EXERCISE PROMPT: Give again only those lines from the start of the entries through the line holding "exported by photonvision.", leaving them as they are.

*** Begin section ***

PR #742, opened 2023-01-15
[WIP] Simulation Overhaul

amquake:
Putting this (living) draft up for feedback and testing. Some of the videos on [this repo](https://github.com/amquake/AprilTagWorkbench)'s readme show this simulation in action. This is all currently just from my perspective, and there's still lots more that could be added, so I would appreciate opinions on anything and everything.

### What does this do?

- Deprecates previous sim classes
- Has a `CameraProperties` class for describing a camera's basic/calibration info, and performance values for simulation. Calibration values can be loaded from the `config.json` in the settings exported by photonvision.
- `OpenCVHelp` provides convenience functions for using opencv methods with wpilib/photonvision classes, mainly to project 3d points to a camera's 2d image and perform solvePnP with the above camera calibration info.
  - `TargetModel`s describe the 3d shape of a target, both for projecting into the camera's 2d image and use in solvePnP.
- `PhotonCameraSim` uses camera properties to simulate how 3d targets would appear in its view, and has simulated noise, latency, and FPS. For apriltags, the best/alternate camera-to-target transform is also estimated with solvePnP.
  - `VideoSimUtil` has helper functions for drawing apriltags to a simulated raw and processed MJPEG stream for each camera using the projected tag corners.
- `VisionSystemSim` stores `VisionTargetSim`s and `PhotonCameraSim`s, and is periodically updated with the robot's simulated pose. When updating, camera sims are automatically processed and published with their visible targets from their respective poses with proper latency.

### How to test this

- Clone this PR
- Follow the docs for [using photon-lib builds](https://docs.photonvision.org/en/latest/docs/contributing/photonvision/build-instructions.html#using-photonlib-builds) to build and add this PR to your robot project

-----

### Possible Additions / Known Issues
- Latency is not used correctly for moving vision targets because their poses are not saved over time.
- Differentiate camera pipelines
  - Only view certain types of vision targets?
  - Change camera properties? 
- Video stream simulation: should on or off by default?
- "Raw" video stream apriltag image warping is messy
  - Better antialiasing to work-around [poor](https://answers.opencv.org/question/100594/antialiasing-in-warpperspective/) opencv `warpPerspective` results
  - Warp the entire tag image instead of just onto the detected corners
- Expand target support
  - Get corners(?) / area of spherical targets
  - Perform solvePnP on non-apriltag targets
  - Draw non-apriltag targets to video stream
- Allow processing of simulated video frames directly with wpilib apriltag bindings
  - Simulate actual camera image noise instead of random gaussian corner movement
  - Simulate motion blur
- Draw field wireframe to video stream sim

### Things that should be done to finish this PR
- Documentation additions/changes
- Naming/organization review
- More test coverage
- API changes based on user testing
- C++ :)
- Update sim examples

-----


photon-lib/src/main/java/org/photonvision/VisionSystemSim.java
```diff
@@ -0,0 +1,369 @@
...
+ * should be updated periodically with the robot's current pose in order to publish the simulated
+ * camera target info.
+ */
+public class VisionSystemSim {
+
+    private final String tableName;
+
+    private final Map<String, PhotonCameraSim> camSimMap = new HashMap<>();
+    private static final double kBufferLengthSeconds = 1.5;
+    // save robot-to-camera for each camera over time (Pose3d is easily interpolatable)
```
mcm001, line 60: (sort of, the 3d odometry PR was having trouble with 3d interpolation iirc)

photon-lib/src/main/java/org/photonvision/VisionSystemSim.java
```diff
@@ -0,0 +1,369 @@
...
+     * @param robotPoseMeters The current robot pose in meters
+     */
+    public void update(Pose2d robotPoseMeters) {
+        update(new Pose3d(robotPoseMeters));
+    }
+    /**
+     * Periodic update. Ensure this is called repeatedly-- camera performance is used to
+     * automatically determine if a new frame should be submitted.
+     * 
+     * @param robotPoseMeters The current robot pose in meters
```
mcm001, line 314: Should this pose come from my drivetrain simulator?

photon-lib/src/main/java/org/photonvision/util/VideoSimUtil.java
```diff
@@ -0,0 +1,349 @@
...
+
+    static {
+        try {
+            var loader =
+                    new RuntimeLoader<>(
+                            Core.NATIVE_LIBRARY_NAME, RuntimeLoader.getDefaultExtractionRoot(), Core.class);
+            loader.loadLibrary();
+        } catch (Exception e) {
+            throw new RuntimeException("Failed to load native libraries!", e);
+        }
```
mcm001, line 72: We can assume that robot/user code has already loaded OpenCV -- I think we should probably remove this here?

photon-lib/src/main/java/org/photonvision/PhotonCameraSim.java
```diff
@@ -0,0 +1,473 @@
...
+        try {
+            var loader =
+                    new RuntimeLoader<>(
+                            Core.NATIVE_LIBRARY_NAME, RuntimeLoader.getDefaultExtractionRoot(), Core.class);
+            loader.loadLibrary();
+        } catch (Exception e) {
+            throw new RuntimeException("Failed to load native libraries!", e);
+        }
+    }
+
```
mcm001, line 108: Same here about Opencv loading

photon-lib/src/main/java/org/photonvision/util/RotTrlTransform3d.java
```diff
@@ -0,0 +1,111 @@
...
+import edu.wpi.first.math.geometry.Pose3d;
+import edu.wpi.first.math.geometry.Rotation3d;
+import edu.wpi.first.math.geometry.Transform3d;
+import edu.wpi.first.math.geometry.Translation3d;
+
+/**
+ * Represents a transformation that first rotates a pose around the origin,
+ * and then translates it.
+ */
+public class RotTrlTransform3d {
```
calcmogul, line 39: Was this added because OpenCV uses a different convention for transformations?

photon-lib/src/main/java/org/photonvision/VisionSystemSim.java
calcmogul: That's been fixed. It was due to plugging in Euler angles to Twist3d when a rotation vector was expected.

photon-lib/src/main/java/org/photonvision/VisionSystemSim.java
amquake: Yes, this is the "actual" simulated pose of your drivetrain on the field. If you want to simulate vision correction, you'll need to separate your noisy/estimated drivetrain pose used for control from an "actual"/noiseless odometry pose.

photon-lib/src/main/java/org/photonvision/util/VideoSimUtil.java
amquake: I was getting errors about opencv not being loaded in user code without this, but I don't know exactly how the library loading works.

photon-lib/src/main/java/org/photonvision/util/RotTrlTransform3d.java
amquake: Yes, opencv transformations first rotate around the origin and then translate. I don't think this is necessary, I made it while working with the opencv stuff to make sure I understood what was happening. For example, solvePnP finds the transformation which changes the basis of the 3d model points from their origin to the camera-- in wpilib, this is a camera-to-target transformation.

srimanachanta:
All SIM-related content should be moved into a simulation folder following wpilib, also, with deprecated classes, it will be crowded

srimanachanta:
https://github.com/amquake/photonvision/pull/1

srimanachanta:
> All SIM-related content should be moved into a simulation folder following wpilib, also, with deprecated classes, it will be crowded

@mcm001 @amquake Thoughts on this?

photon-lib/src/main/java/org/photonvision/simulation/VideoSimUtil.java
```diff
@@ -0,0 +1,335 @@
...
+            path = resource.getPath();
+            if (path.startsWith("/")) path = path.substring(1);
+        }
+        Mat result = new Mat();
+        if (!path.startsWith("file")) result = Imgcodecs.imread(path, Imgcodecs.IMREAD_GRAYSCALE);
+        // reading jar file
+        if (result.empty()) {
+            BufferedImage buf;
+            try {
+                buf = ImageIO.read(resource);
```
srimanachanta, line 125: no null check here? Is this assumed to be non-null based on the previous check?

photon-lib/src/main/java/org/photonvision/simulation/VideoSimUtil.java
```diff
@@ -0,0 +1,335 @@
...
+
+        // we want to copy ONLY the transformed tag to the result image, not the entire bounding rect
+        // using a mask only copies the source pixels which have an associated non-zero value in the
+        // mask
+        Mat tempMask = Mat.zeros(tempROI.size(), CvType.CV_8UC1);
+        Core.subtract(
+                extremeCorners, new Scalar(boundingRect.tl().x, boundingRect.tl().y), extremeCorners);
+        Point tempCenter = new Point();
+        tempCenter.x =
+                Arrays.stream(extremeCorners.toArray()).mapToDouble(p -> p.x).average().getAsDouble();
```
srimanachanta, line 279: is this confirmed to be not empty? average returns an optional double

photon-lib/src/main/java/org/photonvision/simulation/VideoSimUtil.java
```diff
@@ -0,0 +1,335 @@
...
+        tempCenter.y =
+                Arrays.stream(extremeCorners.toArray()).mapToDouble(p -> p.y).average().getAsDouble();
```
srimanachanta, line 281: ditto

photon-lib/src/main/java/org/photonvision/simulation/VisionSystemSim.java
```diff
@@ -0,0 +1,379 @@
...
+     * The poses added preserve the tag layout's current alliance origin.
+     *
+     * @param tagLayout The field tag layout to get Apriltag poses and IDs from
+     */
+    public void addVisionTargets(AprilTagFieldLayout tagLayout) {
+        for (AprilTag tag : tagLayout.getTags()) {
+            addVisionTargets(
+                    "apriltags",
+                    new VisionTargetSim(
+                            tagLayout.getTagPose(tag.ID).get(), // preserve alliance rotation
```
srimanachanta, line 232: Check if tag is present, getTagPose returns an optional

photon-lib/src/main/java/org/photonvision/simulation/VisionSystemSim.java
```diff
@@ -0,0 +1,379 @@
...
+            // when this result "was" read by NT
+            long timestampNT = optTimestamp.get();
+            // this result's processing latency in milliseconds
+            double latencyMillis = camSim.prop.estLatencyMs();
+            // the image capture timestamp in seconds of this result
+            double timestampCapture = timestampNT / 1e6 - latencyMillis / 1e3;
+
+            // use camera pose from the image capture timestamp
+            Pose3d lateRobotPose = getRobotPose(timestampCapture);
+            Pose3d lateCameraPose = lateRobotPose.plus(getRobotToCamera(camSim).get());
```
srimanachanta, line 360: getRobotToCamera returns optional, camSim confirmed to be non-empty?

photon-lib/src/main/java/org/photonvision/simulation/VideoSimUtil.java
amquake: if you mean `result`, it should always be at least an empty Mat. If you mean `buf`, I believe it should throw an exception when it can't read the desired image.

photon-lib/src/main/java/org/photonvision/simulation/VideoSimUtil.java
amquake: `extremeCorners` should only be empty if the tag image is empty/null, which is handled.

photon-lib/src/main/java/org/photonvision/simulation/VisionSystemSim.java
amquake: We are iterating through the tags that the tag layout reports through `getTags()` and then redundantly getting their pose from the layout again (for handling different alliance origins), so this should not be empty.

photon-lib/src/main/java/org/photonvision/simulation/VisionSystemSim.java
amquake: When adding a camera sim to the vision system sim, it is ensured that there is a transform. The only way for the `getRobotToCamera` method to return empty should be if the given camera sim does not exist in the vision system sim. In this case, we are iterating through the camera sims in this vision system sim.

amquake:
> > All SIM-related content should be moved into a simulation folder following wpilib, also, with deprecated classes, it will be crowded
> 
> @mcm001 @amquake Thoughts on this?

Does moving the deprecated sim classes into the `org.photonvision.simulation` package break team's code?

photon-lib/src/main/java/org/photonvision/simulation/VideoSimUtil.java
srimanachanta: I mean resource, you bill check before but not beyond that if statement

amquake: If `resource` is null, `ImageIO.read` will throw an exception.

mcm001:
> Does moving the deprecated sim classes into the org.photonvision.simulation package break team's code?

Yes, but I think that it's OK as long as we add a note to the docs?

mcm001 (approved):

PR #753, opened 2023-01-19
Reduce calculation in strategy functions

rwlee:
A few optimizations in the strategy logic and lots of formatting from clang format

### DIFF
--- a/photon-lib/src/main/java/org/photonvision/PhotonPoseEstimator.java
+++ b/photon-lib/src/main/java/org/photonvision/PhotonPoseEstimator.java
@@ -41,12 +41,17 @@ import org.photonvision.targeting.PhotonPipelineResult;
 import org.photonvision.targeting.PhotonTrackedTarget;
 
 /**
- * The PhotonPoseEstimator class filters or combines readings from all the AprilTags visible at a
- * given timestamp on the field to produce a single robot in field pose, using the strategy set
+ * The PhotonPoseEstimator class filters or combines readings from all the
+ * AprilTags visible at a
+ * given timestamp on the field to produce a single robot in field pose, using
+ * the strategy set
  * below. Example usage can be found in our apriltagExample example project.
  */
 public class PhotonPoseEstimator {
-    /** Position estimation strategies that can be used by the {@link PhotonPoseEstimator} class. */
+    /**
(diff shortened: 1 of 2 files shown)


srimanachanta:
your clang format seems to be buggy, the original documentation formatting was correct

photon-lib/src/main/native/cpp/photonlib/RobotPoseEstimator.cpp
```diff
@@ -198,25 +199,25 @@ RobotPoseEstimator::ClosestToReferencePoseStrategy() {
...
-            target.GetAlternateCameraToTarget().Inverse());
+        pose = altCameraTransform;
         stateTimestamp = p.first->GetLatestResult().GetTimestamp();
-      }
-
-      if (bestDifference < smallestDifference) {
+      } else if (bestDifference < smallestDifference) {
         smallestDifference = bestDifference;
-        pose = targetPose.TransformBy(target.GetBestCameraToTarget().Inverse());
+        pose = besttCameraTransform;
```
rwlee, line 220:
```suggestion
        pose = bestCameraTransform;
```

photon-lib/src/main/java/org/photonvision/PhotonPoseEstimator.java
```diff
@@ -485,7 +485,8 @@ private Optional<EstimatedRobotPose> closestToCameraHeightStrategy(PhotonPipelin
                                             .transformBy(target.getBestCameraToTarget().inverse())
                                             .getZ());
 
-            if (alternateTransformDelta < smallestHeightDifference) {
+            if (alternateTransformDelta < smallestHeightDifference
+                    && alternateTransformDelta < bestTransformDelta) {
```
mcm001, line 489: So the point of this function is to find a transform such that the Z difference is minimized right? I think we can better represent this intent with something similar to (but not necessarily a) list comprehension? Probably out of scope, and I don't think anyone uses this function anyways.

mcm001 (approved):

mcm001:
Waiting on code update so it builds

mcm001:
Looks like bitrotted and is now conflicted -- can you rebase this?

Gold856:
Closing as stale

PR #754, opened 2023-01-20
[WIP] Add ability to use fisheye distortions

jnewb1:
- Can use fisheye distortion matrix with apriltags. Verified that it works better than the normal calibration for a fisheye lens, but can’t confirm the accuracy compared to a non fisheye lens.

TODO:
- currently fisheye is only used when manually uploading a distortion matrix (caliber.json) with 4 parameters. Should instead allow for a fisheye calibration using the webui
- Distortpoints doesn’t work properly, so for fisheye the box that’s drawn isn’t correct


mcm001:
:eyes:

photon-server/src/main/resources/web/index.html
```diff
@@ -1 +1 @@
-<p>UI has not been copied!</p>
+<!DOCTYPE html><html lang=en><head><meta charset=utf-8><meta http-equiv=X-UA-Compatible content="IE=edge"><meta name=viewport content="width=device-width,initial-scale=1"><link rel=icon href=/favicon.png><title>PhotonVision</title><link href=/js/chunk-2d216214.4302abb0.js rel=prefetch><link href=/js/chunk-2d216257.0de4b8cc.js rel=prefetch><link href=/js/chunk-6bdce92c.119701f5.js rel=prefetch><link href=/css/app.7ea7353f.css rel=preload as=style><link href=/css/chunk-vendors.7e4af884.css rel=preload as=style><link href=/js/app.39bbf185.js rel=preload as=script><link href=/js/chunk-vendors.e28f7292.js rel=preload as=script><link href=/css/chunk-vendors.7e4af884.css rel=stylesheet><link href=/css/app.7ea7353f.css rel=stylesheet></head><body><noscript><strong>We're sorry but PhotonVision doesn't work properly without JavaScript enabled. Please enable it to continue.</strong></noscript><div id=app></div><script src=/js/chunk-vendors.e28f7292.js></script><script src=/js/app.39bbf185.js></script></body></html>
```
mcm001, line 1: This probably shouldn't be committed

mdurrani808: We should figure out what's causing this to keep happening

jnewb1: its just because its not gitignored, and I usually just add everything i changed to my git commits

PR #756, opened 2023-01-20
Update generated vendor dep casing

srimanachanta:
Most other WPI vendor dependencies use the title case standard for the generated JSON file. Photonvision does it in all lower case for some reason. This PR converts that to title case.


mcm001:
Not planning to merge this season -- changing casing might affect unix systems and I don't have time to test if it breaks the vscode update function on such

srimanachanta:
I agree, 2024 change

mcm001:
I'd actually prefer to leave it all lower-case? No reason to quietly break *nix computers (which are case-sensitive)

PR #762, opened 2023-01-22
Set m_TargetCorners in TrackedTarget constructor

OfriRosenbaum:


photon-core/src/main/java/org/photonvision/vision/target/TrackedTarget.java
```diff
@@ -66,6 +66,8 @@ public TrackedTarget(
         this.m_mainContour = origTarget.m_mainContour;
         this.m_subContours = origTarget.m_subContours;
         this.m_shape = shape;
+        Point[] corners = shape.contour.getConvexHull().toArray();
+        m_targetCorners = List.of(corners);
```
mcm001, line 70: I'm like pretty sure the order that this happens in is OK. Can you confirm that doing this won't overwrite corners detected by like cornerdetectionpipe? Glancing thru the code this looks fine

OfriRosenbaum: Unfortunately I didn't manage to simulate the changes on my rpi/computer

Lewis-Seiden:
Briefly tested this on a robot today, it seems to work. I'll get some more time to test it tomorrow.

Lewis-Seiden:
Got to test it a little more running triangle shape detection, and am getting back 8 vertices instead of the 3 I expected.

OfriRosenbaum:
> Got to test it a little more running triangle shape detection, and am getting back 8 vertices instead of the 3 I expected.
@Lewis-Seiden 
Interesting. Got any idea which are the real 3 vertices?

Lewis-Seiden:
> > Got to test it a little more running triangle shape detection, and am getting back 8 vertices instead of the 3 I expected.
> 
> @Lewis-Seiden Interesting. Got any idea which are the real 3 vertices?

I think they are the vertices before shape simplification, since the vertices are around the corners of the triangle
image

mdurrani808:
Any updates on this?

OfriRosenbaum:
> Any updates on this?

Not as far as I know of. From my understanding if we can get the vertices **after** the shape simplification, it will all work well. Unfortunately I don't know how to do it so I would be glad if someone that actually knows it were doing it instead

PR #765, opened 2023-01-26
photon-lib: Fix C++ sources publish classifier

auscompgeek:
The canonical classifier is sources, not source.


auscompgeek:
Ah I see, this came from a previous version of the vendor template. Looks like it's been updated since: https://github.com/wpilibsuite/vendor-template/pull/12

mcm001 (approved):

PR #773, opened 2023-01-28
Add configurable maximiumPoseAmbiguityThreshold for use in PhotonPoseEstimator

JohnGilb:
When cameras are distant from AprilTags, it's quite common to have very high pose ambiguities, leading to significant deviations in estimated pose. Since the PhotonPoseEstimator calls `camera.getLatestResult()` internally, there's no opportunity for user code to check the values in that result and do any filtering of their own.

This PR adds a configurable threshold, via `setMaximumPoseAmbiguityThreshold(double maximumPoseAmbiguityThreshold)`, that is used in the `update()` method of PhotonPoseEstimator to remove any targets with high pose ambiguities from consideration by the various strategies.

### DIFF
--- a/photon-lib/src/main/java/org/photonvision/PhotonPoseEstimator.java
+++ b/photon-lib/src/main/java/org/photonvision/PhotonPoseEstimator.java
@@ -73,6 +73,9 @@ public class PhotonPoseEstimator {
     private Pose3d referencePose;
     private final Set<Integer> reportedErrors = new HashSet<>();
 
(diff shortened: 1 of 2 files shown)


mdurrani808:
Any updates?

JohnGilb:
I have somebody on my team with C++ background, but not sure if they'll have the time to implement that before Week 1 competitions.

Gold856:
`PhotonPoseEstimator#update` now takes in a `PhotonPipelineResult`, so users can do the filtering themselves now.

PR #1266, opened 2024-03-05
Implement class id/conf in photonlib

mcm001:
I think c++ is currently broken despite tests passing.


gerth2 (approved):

*** End section ***

ANSWER FOR THIS EXERCISE:
PR #742, opened 2023-01-15
[WIP] Simulation Overhaul

amquake:
Putting this (living) draft up for feedback and testing. Some of the videos on [this repo](https://github.com/amquake/AprilTagWorkbench)'s readme show this simulation in action. This is all currently just from my perspective, and there's still lots more that could be added, so I would appreciate opinions on anything and everything.

### What does this do?

- Deprecates previous sim classes
- Has a `CameraProperties` class for describing a camera's basic/calibration info, and performance values for simulation. Calibration values can be loaded from the `config.json` in the settings exported by photonvision.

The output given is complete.